Data to process ▸
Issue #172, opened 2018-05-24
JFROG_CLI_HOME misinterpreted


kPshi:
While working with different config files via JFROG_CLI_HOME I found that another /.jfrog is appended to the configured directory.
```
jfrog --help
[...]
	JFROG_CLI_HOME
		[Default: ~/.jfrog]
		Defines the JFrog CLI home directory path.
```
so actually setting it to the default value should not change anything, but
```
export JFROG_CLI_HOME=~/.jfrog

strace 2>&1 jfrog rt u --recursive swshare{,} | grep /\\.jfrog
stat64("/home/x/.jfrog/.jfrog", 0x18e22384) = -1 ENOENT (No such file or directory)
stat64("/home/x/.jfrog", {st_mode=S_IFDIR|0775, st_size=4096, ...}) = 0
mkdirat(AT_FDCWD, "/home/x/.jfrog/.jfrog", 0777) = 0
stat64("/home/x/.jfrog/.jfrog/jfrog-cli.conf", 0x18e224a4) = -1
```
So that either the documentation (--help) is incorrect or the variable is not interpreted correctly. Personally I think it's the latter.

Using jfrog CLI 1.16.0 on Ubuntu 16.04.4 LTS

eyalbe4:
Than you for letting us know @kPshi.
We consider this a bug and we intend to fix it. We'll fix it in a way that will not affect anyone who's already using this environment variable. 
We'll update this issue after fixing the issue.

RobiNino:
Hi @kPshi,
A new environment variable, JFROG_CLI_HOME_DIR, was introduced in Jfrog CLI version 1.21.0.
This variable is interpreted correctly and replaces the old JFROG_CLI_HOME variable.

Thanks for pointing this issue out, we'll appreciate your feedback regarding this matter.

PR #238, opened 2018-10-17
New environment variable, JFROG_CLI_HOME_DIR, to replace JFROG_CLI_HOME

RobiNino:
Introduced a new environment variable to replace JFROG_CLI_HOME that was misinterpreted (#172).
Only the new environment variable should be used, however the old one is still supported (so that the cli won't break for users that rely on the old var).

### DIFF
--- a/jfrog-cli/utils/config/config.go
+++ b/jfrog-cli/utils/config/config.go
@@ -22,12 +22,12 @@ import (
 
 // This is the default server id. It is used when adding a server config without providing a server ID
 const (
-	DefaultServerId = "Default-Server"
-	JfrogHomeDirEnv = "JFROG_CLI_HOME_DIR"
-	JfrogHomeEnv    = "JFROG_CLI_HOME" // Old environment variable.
...
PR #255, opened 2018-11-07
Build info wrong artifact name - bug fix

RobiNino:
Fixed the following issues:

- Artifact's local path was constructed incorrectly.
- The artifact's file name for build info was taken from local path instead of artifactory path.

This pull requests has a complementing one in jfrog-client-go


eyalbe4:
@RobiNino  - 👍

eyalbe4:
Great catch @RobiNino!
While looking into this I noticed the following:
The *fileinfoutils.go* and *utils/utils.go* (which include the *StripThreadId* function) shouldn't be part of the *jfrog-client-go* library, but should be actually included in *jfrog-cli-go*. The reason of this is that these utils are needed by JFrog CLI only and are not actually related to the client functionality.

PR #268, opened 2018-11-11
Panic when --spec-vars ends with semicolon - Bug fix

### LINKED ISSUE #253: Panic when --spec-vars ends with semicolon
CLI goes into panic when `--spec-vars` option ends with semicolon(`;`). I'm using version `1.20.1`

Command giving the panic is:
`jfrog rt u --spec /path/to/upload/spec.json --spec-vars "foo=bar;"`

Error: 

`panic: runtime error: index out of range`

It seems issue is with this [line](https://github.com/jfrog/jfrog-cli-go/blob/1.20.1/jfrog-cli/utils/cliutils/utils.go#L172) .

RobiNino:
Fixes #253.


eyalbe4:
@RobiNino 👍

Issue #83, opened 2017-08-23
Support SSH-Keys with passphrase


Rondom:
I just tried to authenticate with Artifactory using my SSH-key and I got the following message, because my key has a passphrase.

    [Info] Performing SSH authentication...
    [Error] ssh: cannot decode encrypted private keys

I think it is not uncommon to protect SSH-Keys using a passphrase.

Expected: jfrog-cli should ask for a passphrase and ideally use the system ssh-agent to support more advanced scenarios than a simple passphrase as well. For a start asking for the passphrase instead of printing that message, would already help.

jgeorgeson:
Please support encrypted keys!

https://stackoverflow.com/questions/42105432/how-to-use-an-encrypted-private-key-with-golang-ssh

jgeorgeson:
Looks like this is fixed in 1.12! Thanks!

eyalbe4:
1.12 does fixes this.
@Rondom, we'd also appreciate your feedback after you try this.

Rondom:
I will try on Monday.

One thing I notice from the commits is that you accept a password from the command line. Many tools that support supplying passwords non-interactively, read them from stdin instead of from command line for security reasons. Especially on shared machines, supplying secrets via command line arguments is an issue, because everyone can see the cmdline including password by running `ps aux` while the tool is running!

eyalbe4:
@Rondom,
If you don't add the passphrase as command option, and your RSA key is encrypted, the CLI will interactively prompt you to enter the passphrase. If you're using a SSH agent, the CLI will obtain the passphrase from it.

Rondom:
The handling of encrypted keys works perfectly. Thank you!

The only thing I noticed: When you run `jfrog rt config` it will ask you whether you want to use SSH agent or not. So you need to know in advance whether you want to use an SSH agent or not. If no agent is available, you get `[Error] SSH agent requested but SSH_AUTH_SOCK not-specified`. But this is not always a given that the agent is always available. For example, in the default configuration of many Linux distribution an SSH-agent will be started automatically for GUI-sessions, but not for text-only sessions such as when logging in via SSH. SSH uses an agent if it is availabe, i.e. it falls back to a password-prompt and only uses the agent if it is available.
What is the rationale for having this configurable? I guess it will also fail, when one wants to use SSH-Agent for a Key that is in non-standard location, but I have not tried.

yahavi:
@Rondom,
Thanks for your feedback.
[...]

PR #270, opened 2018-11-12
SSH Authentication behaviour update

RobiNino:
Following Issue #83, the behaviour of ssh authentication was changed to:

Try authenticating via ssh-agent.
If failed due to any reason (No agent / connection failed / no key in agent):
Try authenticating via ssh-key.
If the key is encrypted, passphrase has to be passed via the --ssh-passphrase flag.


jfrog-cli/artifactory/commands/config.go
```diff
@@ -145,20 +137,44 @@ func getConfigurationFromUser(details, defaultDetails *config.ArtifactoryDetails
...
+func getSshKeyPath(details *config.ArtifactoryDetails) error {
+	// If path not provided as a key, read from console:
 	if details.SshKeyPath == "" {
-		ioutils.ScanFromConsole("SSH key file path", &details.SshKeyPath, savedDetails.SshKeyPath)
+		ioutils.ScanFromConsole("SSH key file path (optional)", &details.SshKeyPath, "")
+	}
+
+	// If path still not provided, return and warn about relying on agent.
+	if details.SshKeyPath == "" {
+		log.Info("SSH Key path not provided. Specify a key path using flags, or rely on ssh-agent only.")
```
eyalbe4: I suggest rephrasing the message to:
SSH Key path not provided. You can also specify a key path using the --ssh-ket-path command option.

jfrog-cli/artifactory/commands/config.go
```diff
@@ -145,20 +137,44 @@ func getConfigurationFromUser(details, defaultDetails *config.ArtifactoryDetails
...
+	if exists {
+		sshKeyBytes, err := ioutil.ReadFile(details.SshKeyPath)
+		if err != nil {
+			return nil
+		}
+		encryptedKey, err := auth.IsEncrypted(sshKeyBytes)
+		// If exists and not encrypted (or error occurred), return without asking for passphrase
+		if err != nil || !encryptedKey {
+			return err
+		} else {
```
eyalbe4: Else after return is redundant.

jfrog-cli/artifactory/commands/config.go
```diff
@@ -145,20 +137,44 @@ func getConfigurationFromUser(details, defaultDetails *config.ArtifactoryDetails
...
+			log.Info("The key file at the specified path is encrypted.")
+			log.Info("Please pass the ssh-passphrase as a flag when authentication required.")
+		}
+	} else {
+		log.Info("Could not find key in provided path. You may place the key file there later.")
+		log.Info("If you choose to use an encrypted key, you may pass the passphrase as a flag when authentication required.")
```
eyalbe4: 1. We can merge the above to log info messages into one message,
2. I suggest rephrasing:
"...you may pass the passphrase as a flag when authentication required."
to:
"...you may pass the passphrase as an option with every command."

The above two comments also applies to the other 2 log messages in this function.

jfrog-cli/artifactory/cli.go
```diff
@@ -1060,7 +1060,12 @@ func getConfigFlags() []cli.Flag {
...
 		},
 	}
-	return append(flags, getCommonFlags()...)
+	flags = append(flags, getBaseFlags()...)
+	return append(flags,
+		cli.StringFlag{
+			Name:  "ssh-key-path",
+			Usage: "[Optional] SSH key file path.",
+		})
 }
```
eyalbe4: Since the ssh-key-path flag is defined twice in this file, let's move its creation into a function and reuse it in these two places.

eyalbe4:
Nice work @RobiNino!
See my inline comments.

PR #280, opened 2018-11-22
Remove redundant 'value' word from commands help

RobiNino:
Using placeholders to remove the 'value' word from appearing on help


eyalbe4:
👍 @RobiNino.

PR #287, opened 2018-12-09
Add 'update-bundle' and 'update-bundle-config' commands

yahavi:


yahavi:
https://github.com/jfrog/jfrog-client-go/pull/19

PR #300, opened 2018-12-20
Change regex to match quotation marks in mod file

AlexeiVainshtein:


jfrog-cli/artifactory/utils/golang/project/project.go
==
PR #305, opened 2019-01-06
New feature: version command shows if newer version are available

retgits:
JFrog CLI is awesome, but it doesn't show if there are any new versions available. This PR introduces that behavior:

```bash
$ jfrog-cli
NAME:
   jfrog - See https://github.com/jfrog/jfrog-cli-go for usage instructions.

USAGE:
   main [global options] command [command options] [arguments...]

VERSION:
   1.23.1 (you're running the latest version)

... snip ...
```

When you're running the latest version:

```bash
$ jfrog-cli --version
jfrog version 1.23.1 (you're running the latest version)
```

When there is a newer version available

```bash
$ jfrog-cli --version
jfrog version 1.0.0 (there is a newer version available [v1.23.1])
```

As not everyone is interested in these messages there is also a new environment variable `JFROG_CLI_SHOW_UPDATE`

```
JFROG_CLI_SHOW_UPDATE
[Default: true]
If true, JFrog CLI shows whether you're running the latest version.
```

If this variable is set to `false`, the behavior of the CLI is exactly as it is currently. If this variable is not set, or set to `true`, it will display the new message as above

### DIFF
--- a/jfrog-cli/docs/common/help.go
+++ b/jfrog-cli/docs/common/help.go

Your task ▸ If a line above holds the string "running", copy it out.

Written response ▸
One thing I notice from the commits is that you accept a password from the command line. Many tools that support supplying passwords non-interactively, read them from stdin instead of from command line for security reasons. Especially on shared machines, supplying secrets via command line arguments is an issue, because everyone can see the cmdline including password by running `ps aux` while the tool is running!
   1.23.1 (you're running the latest version)
When you're running the latest version:
jfrog version 1.23.1 (you're running the latest version)
If true, JFrog CLI shows whether you're running the latest version.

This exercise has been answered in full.